As an example, make that load-acquire in the MCS unlock function a load-relaxed instead (as
it was before that patch) and run the verifier:
$ ./verify -am mcslock
Verifying mcslock
(lots of output of failed verifications)
<CTRL-C>
Interrupted
Histogram over number of steps:
20: 594
21: 0
22: 0
23: 0
24: 0
25: 0
26: 566
27: 0
28: 684
29: 0
30: 155
31: 0
32: 593
33: 0
34: 420
35: 0
36: 155
Summary:
succeeded: 3167
interrupted: 0
failed: 5871
total: 9038 (0x234e)
Synchronization analysis:
load @ src/p64_mcslock.c:28 synchronizes-with store @ src/p64_mcslock.c:56 (count 594)
load @ src/p64_mcslock.c:42 synchronizes-with store @ src/p64_mcslock.c:70 (count 2573)
load @ src/p64_mcslock.c:65 synchronizes-with store @ src/p64_mcslock.c:38 (count 2573)
load @ src/p64_mcslock.c:28 synchronizes-with store @ src/p64_mcslock.c:28 (count 8444)
src/p64_mcslock.c:69 data-races-with src/p64_mcslock.c:26 (count 5871)
Elapsed 1.028909533 seconds, average 113842ns/permutation, average 11530ns/step
The first failed permutation is 0x7. Re-run that with the verbose flag.
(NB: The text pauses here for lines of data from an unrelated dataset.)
PR #269, opened 2021-03-16
Btune plugin

aleixalcacer:
This implements a plugin capability for users to specify their own tuning functions for adjusting compression parameters like `clevel`, `compressor`, `shuffle/bitshuffle` and others.  This allows for dynamically doing that while e.g. doing appends into a super-chunk, so that the compression parameters can change (tuned) from one chunk to another.

### DIFF
--- a/blosc/CMakeLists.txt
+++ b/blosc/CMakeLists.txt
@@ -50,7 +50,7 @@ endif()
 include_directories(${BLOSC_INCLUDE_DIRS})
 
 # library sources
-set(SOURCES blosc2.c blosc2-common.h blosclz.c fastcopy.c fastcopy.h schunk.c frame.c btune.c btune.h
+set(SOURCES blosc2.c blosc2-common.h blosclz.c fastcopy.c fastcopy.h schunk.c frame.c stune.c stune.h
         context.h delta.c delta.h shuffle-generic.c bitshuffle-generic.c trunc-prec.c trunc-prec.h
         timestamp.c sframe.c directories.c)
 if(NOT CMAKE_SYSTEM_PROCESSOR STREQUAL arm64)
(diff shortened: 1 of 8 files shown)


FrancescAlted (approved):
Looks good to me.

FrancescAlted:
This looks great, and should ready for merging.

However, we have decided here to change the way how the pipeline metainfo is serialized in frames.  In brief, the position (but not the order) of the different filters was altered during the creation of a frame, so after re-opening the user could see that the positions were not the same.  For the sake of the principle of minimal surprise we decided to fix this here.  The only issue that we need to rebuild the file frames with the 'old' format in https://github.com/Blosc/c-blosc2/tree/master/tests/fuzz/corpus.  @nmoinvaz can you shed some light on how to do this?  Also, it would be a good idea to document how to do that (a README in the `corpus` directory?). Thanks!

FrancescAlted:
We decided to remove the condition for having the shuffle/bitshuffle filter at the end of the filter pipeline that we added in this PR.  So this would not break backward compatibility and can be merged as-is.

On the other hand, I still think that documenting the way on how the files in the `fuzz/corpus/` are generated would be good.  Actually it would be nice if you can put the generator for those in the `fuzz/` directory, together with some README file with instructions.

nmoinvaz:
@FrancescAlted I'm not sure why I didn't see this message earlier. To generate those I believe I used `test_simple` and just dumped the frames to a file after they were written in memory. I don't have the code I used to generate them although it would be good to have a script or program that did generate them.

FrancescAlted:
> @FrancescAlted I'm not sure why I didn't see this message earlier. To generate those I believe I used `test_simple` and just dumped the frames to a file after they were written in memory. I don't have the code I used to generate them although it would be good to have a script or program that did generate them. When I get some time I can look into it.

Done in https://github.com/Blosc/c-blosc2/commit/fff2146e7e30e7670b755e3f72dc2809bb61b848.

nmoinvaz:
It looks really good!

$ ./verify -avm -p7 mcslock
Verifying mcslock using permutation 0x7
Step 0: thread 1 file src/p64_mcslock.c line 25 -w write_8(0x7c5dd070,0,regular)
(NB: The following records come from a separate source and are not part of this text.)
PR #7379, opened 2023-10-25
Bump xmlsec in keycloak to address GHSA-xfrj-6vvc-3xm2.

dlorenc:
Fixes:

Related:

### DIFF
--- a/keycloak.yaml
+++ b/keycloak.yaml
@@ -1,7 +1,7 @@
 package:
   name: keycloak
   version: 22.0.5
-  epoch: 0
+  epoch: 1
   description: Open Source Identity and Access Management For Modern Applications and Services
   copyright:
     - paths:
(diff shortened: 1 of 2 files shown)


keycloak.yaml
```diff
@@ -38,6 +38,9 @@ pipeline:
       export LANG=en_US.UTF-8
       export JAVA_HOME=/usr/lib/jvm/java-17-openjdk
 
+      # Update xmlsec from 2.2.3 to 2.2.6 to fix GHSA-xfrj-6vvc-3xm2
+      sed -i 's/2.2.3/2.2.6/g' pom.xml
```
luhring, line 42: This seems a little brittle to me, idk — what do you think about creating a patch to achieve this? That seems to be the most common way we've been handling bumps in Java projects, including in `pom.xml` files

luhring (approved):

Step 1: thread 1 file src/p64_mcslock.c line 26 -w write_1(0x7c5dd078,0x1,regular)
Step 2: thread 1 file src/p64_mcslock.c line 28 rw exchange_8(0x7c5dd2b0,0x7c5dd070,acq_rls)=0
Step 3: thread 0 file src/p64_mcslock.c line 25 -w write_8(0x7c5d8c70,0,regular)
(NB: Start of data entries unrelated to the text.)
PR #7393, opened 2023-10-25
fix directories kubeflow-pipelines frontend package

developer-guy:
Fixes:

we noticed that we were using the wrong directories for the image. At the times we were working on that package we were also have lots of other packages to do, so, we missed that one and made mistakes about the directories, so, the directories should be and we should also include .dist folder:

- [kubeflow/pipelines@570e56d/frontend/Dockerfile#L30-L31](https://github.com/kubeflow/pipelines/blob/570e56dd09af32e173cf041eed7497e4533ec186/frontend/Dockerfile#L30-L31)
- 
- [kubeflow/pipelines@570e56d/frontend/Dockerfile#L39](https://github.com/kubeflow/pipelines/blob/570e56dd09af32e173cf041eed7497e4533ec186/frontend/Dockerfile#L39)

Related:

#### For new package PRs only

#### For new version streams

#### For security-related PRs

#### For version bump PRs

#### For PRs that add patches

### DIFF
--- a/kubeflow-pipelines.yaml
+++ b/kubeflow-pipelines.yaml
@@ -1,7 +1,7 @@
 package:
   name: kubeflow-pipelines
-  version: 2.1.3
-  epoch: 7
+  version: 2.3.0
+  epoch: 0
   description: Machine Learning Pipelines for Kubeflow
   checks:
     disabled:
@@ -12,23 +12,22 @@ package:
 environment:
   contents:
     packages:
-      - wolfi-base
+      - argo-cd
+      - build-base
       - busybox
       - ca-certificates-bundle
-      - build-base
+      - eslint
+      - git
       - go
       - go-licenses
-      - git
-      - argo-cd
-      - python3-dev
-      - py3-setuptools
-      - py3-gpep517
-      - py3-wheel
-      - py3-pip
+      - jq
       - kubectl
       - nodejs
-      - jq
-      - eslint
+      - py3-gpep517
+      - py3-pip
+      - py3-setuptools
+      - py3-wheel
+      - python3-dev
 
 data:
   - name: backends-go-builds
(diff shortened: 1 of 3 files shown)


kubeflow-pipelines.yaml
```diff
@@ -12,23 +12,23 @@ package:
...
       - kubectl
       - nodejs
-      - jq
-      - eslint
+      - py3-gpep517
+      - py3-pip
+      - py3-setuptools
+      - py3-wheel
+      - python3-dev
+      - wolfi-base
```
imjasonh, line 31: Does this need to include apk? 🤔

imjasonh (approved):
Can you include a description of the issue being fixed (or link to issue), so it's clearer what the change is trying to accomplish?

developer-guy:
> Can you include a description of the issue being fixed (or link to issue), so it's clearer what the change is trying to accomplish?

we noticed that we were using the wrong directories for the image. At the times we were working on that package we were also have lots of other packages to do, so, we missed that one and made mistakes about the directories, so, the directories should be and we should also include .dist folder:
> https://github.com/kubeflow/pipelines/blob/570e56dd09af32e173cf041eed7497e4533ec186/frontend/Dockerfile#L30-L31

> https://github.com/kubeflow/pipelines/blob/570e56dd09af32e173cf041eed7497e4533ec186/frontend/Dockerfile#L39

imjasonh (dismissed):

kubeflow-pipelines.yaml
cpanato: @developer-guy need to check this comment here, if that is not needed we can resolve this for now

developer-guy: I don't think that we need this one, let me remove it.

imjasonh (approved):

Step 4: thread 0 file src/p64_mcslock.c line 26 -w write_1(0x7c5d8c78,0x1,regular)
Step 5: thread 0 file src/p64_mcslock.c line 28 rw exchange_8(0x7c5dd2b0,0x7c5d8c70,acq_rls)=0x7c5dd070
Atomic read_8 on step 5 matches atomic write_8 from other thread on step 2
Step 5 (src/p64_mcslock.c:28) synchronizes-with step 2 (src/p64_mcslock.c:28)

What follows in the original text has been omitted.